Drug companies and private insurance
After the Tories created quasi-privatised NHS Trusts in the 1990s, drug companies saw an opportunity to profit. For instance, GlaxoSmithKline (GSK) is working with the Frimley NHS Foundation Trust to learn about asthma in children as research for future drugs. The Financial Times says that NHS Trusts in the North of England have been used as “a template for radical changes, both in how patients are treated and how quickly new drugs are adopted by cash-strapped health providers.” In one experiment, GSK invested £80m in real-time, real-world clinical research into respiratory diseases. Other companies piloting the scheme include the Anglo-Swedish firm, AstraZeneca.
The US asset giant BlackRock has holdings in both AstraZeneca and GSK. Via its iShares World Health Care Index, it also owns part of Bristol-Myers Squibb, which is working with the Velindre NHS Trust to learn about cancer. BlackRock has a stake in the British firm Prudential, which sells NHS insurance: “In addition to your NHS pension scheme, Additional Voluntary Contributions (AVCs) could … help your retirement pot go further.” Restructuring sick pay insurance is another method of privatisation. Legal & General sells Income Protection Benefits to NHS doctors, nurses, and surgeons.
Hospitals and retirement villages: “Healthcare assets”
Under the Tories, the private company Primary Health Properties (PHP) bought and built land for 306 clinical practices, particularly GP surgeries. By 2017, PHP was sitting on £1.3bn-worth of property assets. PHP stated that the NHS is “looking to move services away from hospitals into local community based primary care accommodation. There GPs can … develop new models of care that will generate cost efficiencies.”
The asset and insurance giant Aviva refinanced a £75m facility so that PHP could build 31 medical centres by 2028 (Boris Johnson’s “40 new hospitals,” anyone?). Harry Hyman, managing director of PHP, praised: “the acquisition of well-priced, modern primary healthcare assets.”
Inspired Villages are retirement or “Later Living” properties designed to maximise pensioners’ health via community-based living, onsite chefs, and resident carers. The villages are a subtle way of de-funding NHS services by providing care at home; if you can afford to live there. Legal & General bought Renaissance Villages for £51m with the aim of integrating it into their Inspired Villages portfolio of 700 homes. L&G’s CEO Nigel Wilson said: “Later Living offers industrial scale reductions in health and care costs to the elderly through prevention and avoidance.”
Stopping the selloff
Labour published leaked US-UK trade negotiation documents concerning the NHS, which mainstream media instantly dismissed as a “distraction,” “no smoking gun,” and even part of a Russian disinformation operation.

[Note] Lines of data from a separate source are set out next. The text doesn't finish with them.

PR #5708, opened 2020-10-30
Fix log rendering in the debug pane

xoriole:
This PR fixes the log rendering in the Debug Pane. Some tests are refactored as well.

fix-logs

### DIFF
--- a/src/tribler-core/tribler_core/restapi/tests/test_debug_endpoint.py
+++ b/src/tribler-core/tribler_core/restapi/tests/test_debug_endpoint.py
@@ -1,10 +1,12 @@
 import os
 import sys
+from pathlib import Path
 from unittest.mock import Mock
 
 import pytest
 
 from tribler_core.restapi.base_api_test import do_request
+from tribler_core.utilities.osutils import get_root_state_directory
 
 
 @pytest.fixture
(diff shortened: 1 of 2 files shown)


src/tribler-core/tribler_core/restapi/tests/test_debug_endpoint.py
```diff
@@ -82,61 +83,104 @@ async def test_dump_memory(enable_api, session):
...
+
+
+@pytest.mark.asyncio
+async def test_debug_pane_no_logs(tribler_root_dir, enable_api, session):
+    """
+    Test whether the API returns the default response when no log files are found.
+    """
+    # To make sure that the test is not taking the OS dependent root state directory, we
+    # explicitly set the state directory here but we don't create any logs files there.
+    os.environ['TSTATEDIR'] = str(tribler_root_dir)
```
devos50, line 177: Would this environment variable persist and leak to other tests?

xoriole: I don't think it does. I have set that in multiple tests which sets the value to `tribler_root_dir` which itself is different for different tests and it seems to work fine.

devos50: I'm not entirely sure if this would also hold when running the tests with `pytest-xunit`, as we do in the PR testers. Can you double-check this and make sure it does not cause nasty, hidden issues?

xoriole: to be safe, now state directory environment variable is reset at the end

src/tribler-core/tribler_core/utilities/osutils.py
```diff
@@ -235,3 +235,16 @@ def get_root_state_directory(home_dir_postfix=u'.Tribler'):
         path = os.environ['TSTATEDIR']
         return Path(path) if os.path.isabs(path) else Path(os.getcwd(), path)
     return Path(get_appstate_dir(), home_dir_postfix)
+
+
+def reset_env_state_directory(state_dir: str):
```
devos50, line 240: This method is only used by the debug endpoint tests. Can you move it to `test_debug_endpoint.py`, instead of having it in this file?

xoriole: sure

src/tribler-core/tribler_core/restapi/tests/test_debug_endpoint.py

Once the Tories had won their huge majority in the general election, meaning that no one can stop them, US interests in the NHS could be freely acknowledged. Confederation of British Industry chief, Carolyn Fairbairn, recently said: American negotiators “don’t really understand why we care so much about the NHS.” Fairbairn’s remarks followed reports that nurses will soon be trained to perform “minor” surgery on patients in the absence of traditional surgeons. Royal College of Surgeon training for nurses was recently piloted at NHS England Trusts.
With a new leader soon to be elected, the opposition Labour Party has an opportunity to expose Tory stealth privatisation and design policies to reverse the cuts and subtle forms of financialisation, like asset companies profiting from retirement homes and US investors making money from British drug companies trialling their products on NHS patients.